Upon the advent of death and black metal, bands tried to outdo each other with offensive names and album covers, if you could even read what their logo said. Early on, Rotting Christ took the mantle and has continued to run with it. Not only a provocative name, but album after album that consistently proclaims that they were not just hoping to upset 1/3 of the world that practices a particular religion, but they were willing to stand behind each and every song’s blasphemous message with articulate thought and creativity. As a Christian, I may not be crazy about the name, but I am pretty good at separating the art from the artist. In this case, I don’t need to because as crazy as it sounds, I respect both.

As a teenager when I struggled with my faith, I discovered Rotting Christ and was more turned off by the perception that they would sound like a wall of noise than the name. I was pleasantly surprised that A Dead Poem, had many elements of traditional rock and metal, although I was correct in the assumption that they at least started out as vicious, fast-paced extreme metal band on the verge of grindcore. Over the course of the next few decades, the music became more mainstream but no less heavy, with albums filled with melodic guitar licks over brooding, intense riffs. Pro Xristou, which translates to “Before Christ” in Greek, continues on this trajectory as they examine the destruction of Paganism at the hands of Christianity.

From the get-go, you know what you’re getting with this album. The title track, which is more of an intro, chants the names of various gods before reaching the second track, a pounding behemoth about Flavius Claudius Julianus, the last pagan Roman emperor. Somewhat repetitious, this track seems to be almost a bit of a second intro track, albeit five minutes in length. Like Father, Like Son does nothing to pick up the pace anymore but this side of Rotting Christ was always what appealed most. Simplistic, heavy, and with melodies that will get stuck in your head and if these songs took a few more twists and turns and played with the tempo, we’d easily have an epic on our hands. Such is the grandiose nature complete with druidic sounding choirs and pagan chanting.

The Sixth Day, which obviously refers to the day God created man, is vocalist and founding member Sakis Tolis’s opportunity for yet another mini-epic sound which could have the crowds growling along to the chorus with him. If given the opportunity, I would gladly join in, because after all, this isn’t overtly blasphemous, but what’s undeniable is the amazing live show they produce. Seeing them open for Watain and Mayhem several years ago, who are both bands to behold, I was taken by the energy of Rotting Christ and promptly went to the merch stand to stock up on what I may have been missing.

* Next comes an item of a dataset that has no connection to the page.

PR #3608, opened 2022-01-05
fix(components): Toggle should reuse Checkbox

frassinier:

Any `Checkbox` without className ends up with a `Toggle` (aka `Switch`)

La Lettera del Diavolo gives the illusion that we will finally have a fast-paced song. While more uptempo than all the others, it simply has a more driving beat and stalls out a bit. I always appreciate the heavier side of most bands but I also like the albums broken up by a few curveballs. This song is not one, but doesn’t detract from the overall quality and consistent theme and style. The Farewell introduces another memorable riff, reminiscent of Black Sabbath but adding new unfamiliar melodies. It constantly amazes me how bands, Rotting Christ included, continue to create original yet traditional sounding grooves. The chanting through this album adds to the mood but I could see the average metal head getting annoyed by it as it is constant and throughout. For me, it might reach the echelons of being a bit much, but just barely.

For the listener, if you’ve heard one song and like it, and don’t mind another hour of much of the same, then you’ll certainly want to continue on the journey for songs like Konx Om Pax. This brings us back to a historical theme, this time about infamous occultist Aleister Crowley. Ozzy’s song this is not, as it does not ponder what drove him to dedicate his life to what he did, rather this serves as blunt praise of his ways. A few tracks later Tolis summons Norse mythology with Yggdrasil and then travels further west to touch on Irish lore.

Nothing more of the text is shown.